As if direct pressure were not enough, a simmering campaign of intimidation of the reformists in the media exploded Tuesday into a very public psychological war as a number of Ahmadinejad-aligned religious figures attacked the opposition heads. “The judiciary must take away [former president Mohammad] Khatami’s permission to leave the country,” said parliamentarian Javad Karimi Ghoddousi, demanding the implementation of what is a typical first step toward arresting a political prisoner in the Islamic Republic.
“His followers are in detention houses and, after having been imprisoned in what looks like a prison, their free spirits have confessed to the legitimacy of the Islamic Republic,” Ghoddousi continued in a reference to the recent confessions of Khatami supporters televised in the tranquil surroundings of what appears to be a garden inside Evin Prison. “Such a transformation (denying earlier positions that the presidential vote was rigged) is the result of sincerity and morality of the Islamic Republic.”
“The crackdown will continue over the next few months and will be extensive and ruthless,” said Houchang Hassan-Yari, a professor of military and strategic issues at the Royal Military College of Canada. “No one will be immune from repression including Mousavi, Karoubi, Khatami and Rafsanjani. The line is traced and camps chosen.”

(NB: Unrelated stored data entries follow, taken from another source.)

PR #126, opened 2019-07-29
separate solr tasks so it can be deployed to its own server

Natkeeran:
search_api_solr 8.3 is not quite working, thus this PR is stuck: https://github.com/Islandora-Devops/claw-playbook/pull/123.  Want to get the ansible changes to support indepndent solr server deployement in, thus this PR.  Will circle back to the search_api_solr 8.3 issue later on.

**GitHub Issue**: (link)
https://github.com/Islandora-CLAW/CLAW/issues/1197

# What does this Pull Request do?
* Supports installing solr on its own server.

# How should this be tested?
* Get the PR
* vagrant up
* Create content
* Verify that it gets indexed and returned 

In addition, testing the following is helpful.
* Get the PR
* Modify or create the following playbook:
```
---

- include: bootstrap.yml
  tags:
    - bootstrap
- include: solr.yml
```
* deploy and check that solr has been correctly installed

# Interested parties
@Islandora-CLAW/committers

PR #226, opened 2022-09-09
Starter site integration

adam-vessey:
**GitHub Issue**:
* https://github.com/Islandora/islandora-starter-site/issues/2
* https://github.com/Islandora/islandora_defaults/issues/74

 Release pull requests, etc.)
    * [Code Chill: Islandora Defaults](https://groups.google.com/g/islandora/c/uGzhTnW4TUI)
    * [Islandora Foundation contracting with DGI for "Modularizing Islandora" work](https://groups.google.com/g/islandora/c/vO1JAPO7GXM)

Gets the new "starter site" project installable via ansible.

# What's new?

Added the `starter` and `starter_dev` profiles, with minor reworks to allow some tasks to be suppressed.

* Does this change require documentation to be updated? Unknown.
* Does this change add any new dependencies? No/only if using the new "starter" profile(s).
 (i.e. Regeneration activity, etc.)? No.
* Could this change impact execution of existing code? Potentially, with how some of the ansible state had to be manipulated... it seems some things were referring to the wrong state (such as the Matomo things defining the `set_search_api_config` value, and "Solr" stuff still referring to it). Also, if there's other 

# How should this be tested?

Smoketest and compare the behaviours of the `standard` and `demo` "profiles" from before and after the changes made here, they should behave the same as they did previously.

Test out the new `starter` and `starter_dev` "profiles". Should come up and look much the same, with the only difference presently being that `_dev` performs a clone of the project (which is only really evident when looking at how it the project exists as it was deployed on the filesystem).

# Additional Notes:

Nothing to mind...

# Interested parties


roles/internal/webserver-app/tasks/drupal.yml
```diff
@@ -21,11 +21,53 @@
...
+
+- name: Content Sync Directory configuration
+  blockinfile:
+    state: present
+    block: |
+      global $content_directories;
+      $content_directories['sync'] = $app_root.'/../content/sync';
+    path: "{{ drupal_site_default_settings }}"
+    marker: // {mark} ANSIBLE MANAGED BLOCK - content sync dir
+  when: webserver_app_do_content_sync_config
```
adam-vessey, line 63: Not sure what the best approach was here, to allow for more granular control over what was being done in what was originally called the "Trusted Host Settings" bit, which was doing more than just setting the "trusted hosts" settings... elected to keep the original, but additionally have all the bits it contained be available in separate chunks, as we don't really want the `content/sync` thing being done in the `starter` "profile".

roles/internal/webserver-app/tasks/drupal.yml
```diff
@@ -48,24 +90,28 @@
...
+  when: webserver_app_configure_matomo
 
-- name: Set Matmo sever url.
+- name: Set Matomo server url.
   command: "{{ drush_path }} --root {{ drupal_core_path }} -y config-set matomo.settings url_http http://localhost:8000/matomo/"
-  register: set_search_api_config
-  changed_when: "'Do you want to update site_id' in set_search_api_config.stdout"
+  register: set_matomo_server_url_config
+  changed_when: "'Do you want to update site_id' in set_matomo_server_url_config.stdout"
+  when: webserver_app_configure_matomo
```
adam-vessey: The `register`/`changed_when` things touching `set_search_api_config` seems like something of copypasta error, as we're not dealing with "search API" here... so adjusted things in a way that seems more consistent?

... it's... _possible_ that the second will have to have the string it's searching for changed... instead of `site_id`, to be `url_http` or something of the like.

vars/starter.yml
```diff
@@ -0,0 +1,24 @@
+---
+drupal_build_composer_project: true
+drupal_composer_dependencies: []
+# Presently pointing at the main branch.
+drupal_composer_project_package: 'islandora/islandora-starter-site:dev-main'
```
adam-vessey, line 8: This should eventually be pointed at whatever reference structure we move to use for releases... or maybe left without a version reference to pull whatever "latest" version?

vars/starter_dev.yml
```diff
@@ -0,0 +1,34 @@
+---
+drupal_build_composer_project: false
+drupal_deploy: true
+# XXX: Just pointing at my repo for the moment, for testing... should be pointed
+# back at Islandora's prior to merging.
+drupal_deploy_repo: https://github.com/adam-vessey/islandora-starter-site.git
+# XXX: Should be made to point at "main".
+drupal_deploy_version: implementation
```
adam-vessey: Yeah, needs to be pointed at the merged bits, whenever it's possible to do so.

vars/starter.yml
```diff
@@ -0,0 +1,24 @@
+---
+drupal_build_composer_project: true
+drupal_composer_dependencies: []
```
adam-vessey: Strictly, doesn't need to be specified here (the default in the `geerlingguy.drupal` is an empty list); however, thought to leave it to maintain something of a parallel structure with the `demo` and `standard` "profiles"... could be useful for people looking to hack on things?

vars/starter.yml
```diff
@@ -0,0 +1,24 @@
...
+# Presently pointing at the main branch.
+drupal_composer_project_package: 'islandora/islandora-starter-site:dev-main'
+
+# XXX: Strictly, irrelevant due to using the `--existing-config` flag.
+drupal_install_profile: minimal
+
+# None necessary, due to using an existing configuration.
+drupal_enable_module: []
```
adam-vessey: Same deal: Strictly, doesn't need to be specified here (the default in the `geerlingguy.drupal` is an empty list); however, thought to leave it to maintain something of a parallel structure with the `demo` and `standard` "profiles"... could be useful for people looking to hack on things?

vars/starter.yml
adam-vessey: Adjusted, to leave with a comment and with it commented out.

vars/starter.yml
adam-vessey: Adjusted, to leave with a comment and with it commented out.

roles/internal/webserver-app/tasks/solr.yml
```diff
@@ -6,12 +6,12 @@
...
   command: "{{ drush_path }} --root {{ drupal_core_path }} -y config-set search_api.server.default_solr_server backend_config.connector_config.host {{ hostvars[groups['solr'][0]].ansible_host  }}"
   register: set_search_api_config_host
-  changed_when: "'Do you want to update' in set_search_api_config.stdout"
+  changed_when: "'Do you want to update' in set_search_api_config_host.stdout"
 
 - name: Set default solr server to point to first core
   command: "{{ drush_path }} --root {{ drupal_core_path }} -y config-set search_api.server.default_solr_server backend_config.connector_config.core {{ solr_cores[0] }}"
   register: set_search_api_config_core
-  changed_when: "'Do you want to update' in set_search_api_config.stdout"
+  changed_when: "'Do you want to update' in set_search_api_config_core.stdout"
```
adam-vessey, line 14: Looking back at https://github.com/Islandora-Devops/islandora-playbook/pull/126/files#diff-5bddb401e18178b7584b51cd9831eaa348385079b2224a85e3db8fa2412fc547L5-R15 ... I believe this is the intent, as otherwise, it seems that the `set_search_api_config` bit would've been being registered by the "Matomo" setup, in the `webserver-app/tasks/drupal.yml` bit?

vars/starter_dev.yml
adam-vessey: Done in https://github.com/Islandora-Devops/islandora-playbook/pull/226/commits/a18bde06eaa5a4b0e54c3b87b6e400a716184c1d

roles/internal/webserver-app/tasks/solr.yml
rosiel: Yeah that seems like a typo in the Matomo stuff.

vars/starter.yml
```diff
@@ -0,0 +1,27 @@
...
+# XXX: Strictly, irrelevant due to using the `--existing-config` flag.
+drupal_install_profile: minimal
+
+# None necessary, due to using an existing configuration.
+#drupal_enable_modules: []
+
+drupal_site_install_extra_args:
+  - '--existing-config'
+
+openseadragon_composer_require: false
```
rosiel, line 21: Some of these - setting up Matomo and FITS - seem like they're `false` only because theyre out of scope at the moment but we probably eventually want them. Can you denote/comment/group them in some way to distinguish from the others which we do/don't need due to the architecture of the Starter Site?

adam-vessey: Took a shot in https://github.com/Islandora-Devops/islandora-playbook/pull/226/commits/52f962aa6aad7901370e2d634c40991c51efe198 ... thoughts?

adam-vessey: I feel like I should mention: Anything that _does_ need to do any configuration probably maybe shouldn't do it by `config:set`'ing anything, but instead to use other mechanisms such as `config_override` to avoid potentially dirtying configs... to avoid specific environmental concerns creeping into things; for example: If the `matomo.settings:url_http` value was made to dynamically point at the hostname instead of just specifying `localhost:8000`, then yeah, it wouldn't really belong in the config that gets used between environments where that remote would(/could) vary.

... This... _does_ kind of get into a weird area with [how the JWT stuff is presently configured](https://github.com/Islandora-Devops/islandora-playbook/blob/311aa2126947869ce20d7765e9689de3d219d835/roles/internal/webserver-app/tasks/jwt.yml#L10-L39), in that because things were based on the "standard" playbook install, that it just so happens to match the paths; however, if other paths are ever specified for `webserver_app_jwt_key_path`, then it could end up diverging...

roles/internal/webserver-app/tasks/drupal.yml
adam-vessey: > ... it's... _possible_ that the second will have to have the string it's searching for changed... instead of `site_id`, to be `url_http` or something of the like.

Did indeed appear to be the case. Running the command manually: 
Screen Shot 2022-09-13 at 12 10 52 PM

Addressed in https://github.com/Islandora-Devops/islandora-playbook/pull/226/commits/dd550679f02cef9a3bc1961f2efc97d1981033fe

roles/internal/webserver-app/tasks/drupal.yml
```diff
@@ -1,6 +1,6 @@
 ---
 
-- name: Trusted Host Settings
+- name: Trusted Host Settings and more
```
bibliophileaxe, line 3: Maybe we can rename this to settings.php settings or something generic?

adam-vessey: There's more than just this singular task doing `settings.php` things... really, was just trying to reflect the reality in the name that it was doing more than just the "trusted host" stuff it was originally named... Like the flysystem and `$content_directories` stuff... and trying to follow something of the established patterns of naming things.

vars/starter_dev.yml
```diff
@@ -0,0 +1,32 @@
+---
+drupal_build_composer_project: false
+drupal_deploy: true
+#drupal_deploy_repo: https://github.com/Islandora/islandora-starter-site.git
+#drupal_deploy_version: main
+drupal_deploy_repo: https://github.com/adam-vessey/islandora-starter-site.git
+drupal_deploy_version: feature/playbook-standard-replacement
```
adam-vessey: Back to needing to be pointed back upstream after https://github.com/Islandora/islandora-starter-site/pull/6 is merged.

adam-vessey: Addressed in https://github.com/Islandora-Devops/islandora-playbook/pull/226/commits/b3f1bca7b8f8dfe18f16b10e60e259e3a984395e

willtp87 (approved):

rosiel (approved):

In anticipation of fresh influxes of inmates once the crackdown gets under way, Iran’s police chief announced that the controversial Kahrizak detention facility was being reconstructed and would be reopened as a “standard” prison.
“The government will have significant challenges governing and making decisions,” said a Tehran-based political analyst who asked for anonymity due to the great sensitivity involved in speaking to the foreign media at a time when several Iranians stand accused of collaborating with the West in fomenting a Velvet Revolution. “Just imagine trying to get the cutting of subsidies through (parliament) in this atmosphere. The current state of paralysis will have an enormous impact on the management of the economy over the next six to nine months.”
With hundreds of reformists locked in prison and the regime’s security forces rampant in the streets of Tehran, the conservative press is stretching to new rhetorical extremes. Hardliners’ favorite Raja News predicted that “the coming months will be the time of the final battle between bureaucratic aristocracy and the nation."
“The result of this battle will change the future of Iran, the region and the world, and of course as our leader has said, 'the future belongs to the Hezbollah (the Party of God).' Which camp do you belong to?”